Stored data entries:
Issue #2834, opened 2023-07-25
trufflehog linter raises spurious false positives


quotidian-ennui:
**Describe the bug**

New 'trufflehog' linter causes issues out of the box since it detects potential secrets inside the ".git" directory if you run megalinter as a github action.

**To Reproduce**

1. Install and use megalinter as a github action; with `pull_request: write` and `contents:write` permissions
2. Trigger it.

You will intermittently get things like

```
❌ [ERROR] for workspace /github/workspace
Linter raw log:
2023-07-25T16:20:29Z	info-0	trufflehog	loaded decoders	{"count": 3}
2023-07-25T16:20:29Z	info-0	trufflehog	loaded detectors	{"total": 748, "verification_enabled": 748, "verification_disabled": 0}
🐷🔑🐷  TruffleHog. Unearth your secrets. 🐷🔑🐷

Found unverified result 🐷🔑❓
Detector Type: Github
Decoder Type: BASE64
Raw result: ghs_xxxxxxx
File: .git/config
Line: 11
```

- This is potentially correct but still a false positive because there's not an awful lot you can do about it... (since I imageine that this is under the control of actions/checkout)

```
Results of trufflehog linter (version 3.45.0)
See documentation on https://megalinter.io/7.2.0/descriptors/repository_trufflehog/
-----------------------------------------------

❌ [ERROR] for workspace /tmp/lint
Linter raw log:
2023-07-25T15:03:12Z	info-0	trufflehog	loaded decoders	{"count": 3}
2023-07-25T15:03:12Z	info-0	trufflehog	loaded detectors	{"total": 748, "verification_enabled": 748, "verification_disabled": 0}
🐷🔑🐷  TruffleHog. Unearth your secrets. 🐷🔑🐷

Found unverified result 🐷🔑❓
Detector Type: Github
Decoder Type: PLAIN
Raw result: -some-hash-here
File: .git/logs/HEAD
Line: 29

Found unverified result 🐷🔑❓
Detector Type: Github
Decoder Type: PLAIN
Raw result: -some-hash-here
File: .git/logs/HEAD
Line: 62
```

- Which is quite obviously a false positive.

nvuillam:
Indeed that's strange...

For the moment I didn't find a way to ignore false positives in trufflehog, but I'll check again !

Meanwhile you can just disable errors by adding

```yaml
DISABLE_LINTERS_ERRORS:
  - REPOSITORY_TRUFFLEHOG
```

[...]

PR #2838, opened 2023-07-26
Call trufflehog with `--only-verified` to avoid false positives in .git/config

nvuillam:
Fixes https://github.com/oxsecurity/megalinter/issues/2834


quotidian-ennui (commented):
Should you re-enable trufflehog in your .mega-linter.yml so that you start "drinking your own champagne" again 😉

PR #2891, opened 2023-08-17
Reformatted config files to not fail common linters (closes #2890)

### LINKED ISSUE #2890: Generated workflow file fails most default linting tools
**Describe the bug**
As-is, the default `mega-linter.yml` file fails common linting tools like Editorconfig checker, especially if it checks line length. This can be resolved with better formatting of instructive comments and the use of blocks for `if` conditionals instead of having them all on one line.

Additionally, the job name should be something less generic than `build` - these names are often used for referencing specific jobs for individual testing. Naming it something like `megalinter` would cause less conflict in these instances. **I do not know whether this would be considered a breaking change, given the build step of Megalinter changes, and this might disrupt testing scripts (e.g., I use `act`).**

**To Reproduce**
`npx mega-linter-runner --install`

**Expected behavior**
Common linting tools, such as Editorconfig Checker, should pass.

andrewvaughan:
Fixes #2890

_**Important**_ - I am still unable to run tests locally, so a solid code-review would be very-much appreciated.

Additionally, I believe that the change of the job name from `build` to `megalinter` - while extremely important for people who build automation scripts that reference the build name (like myself) and need something more specific than "build", this may end up being a breaking change if anyone has built such scripts or dependencies in the past. Please keep this in mind for release policies.

## Proposed Changes

1. Used more-advanced YAML to better-format config files so they don't fail with common linters (especially those that enforce line-length)
2. Changed the workflow job name from a generic `build` which can conflict with other workflows to `megalinter`

### Author/Contributor

### Reviewing Maintainer

### DIFF
--- a/CHANGELOG.md
+++ b/CHANGELOG.md
@@ -8,6 +8,7 @@ The format is based on [Keep a Changelog](https://keepachangelog.com/en/1.0.0/),
 
 Note: Can be used with `oxsecurity/megalinter@beta` in your GitHub Action mega-linter.yml file, or with `oxsecurity/megalinter:beta` docker image
 
+- Workflow job name changed from `build` to `megalinter` to prevent conflicts with other workflows
 - Linter versions upgrades
 - Secretlint logo - reduce size to 150 and remove background
   - [mypy](https://mypy.readthedocs.io/en/stable/) from 1.4.1 to **1.5.0** on 2023-08-11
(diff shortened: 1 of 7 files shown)


nvuillam (approved):
Looks good to me, thanks a lot for your contribution :)

nvuillam:
@andrewvaughan it would reassure me if you can test a little with `npx mega-linter-runner@beta --install` before we release a new version :) ( otherwise I'll test it myself but I have some time availability issues these days ^^ )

Try it: Exactly the lines from the one holding "The format is" through the end of the data are to be repeated, with both ends included.

Output of the task:
@@ -8,6 +8,7 @@ The format is based on [Keep a Changelog](https://keepachangelog.com/en/1.0.0/),
 
 Note: Can be used with `oxsecurity/megalinter@beta` in your GitHub Action mega-linter.yml file, or with `oxsecurity/megalinter:beta` docker image
 
+- Workflow job name changed from `build` to `megalinter` to prevent conflicts with other workflows
 - Linter versions upgrades
 - Secretlint logo - reduce size to 150 and remove background
   - [mypy](https://mypy.readthedocs.io/en/stable/) from 1.4.1 to **1.5.0** on 2023-08-11
(diff shortened: 1 of 7 files shown)


nvuillam (approved):
Looks good to me, thanks a lot for your contribution :)

nvuillam:
@andrewvaughan it would reassure me if you can test a little with `npx mega-linter-runner@beta --install` before we release a new version :) ( otherwise I'll test it myself but I have some time availability issues these days ^^ )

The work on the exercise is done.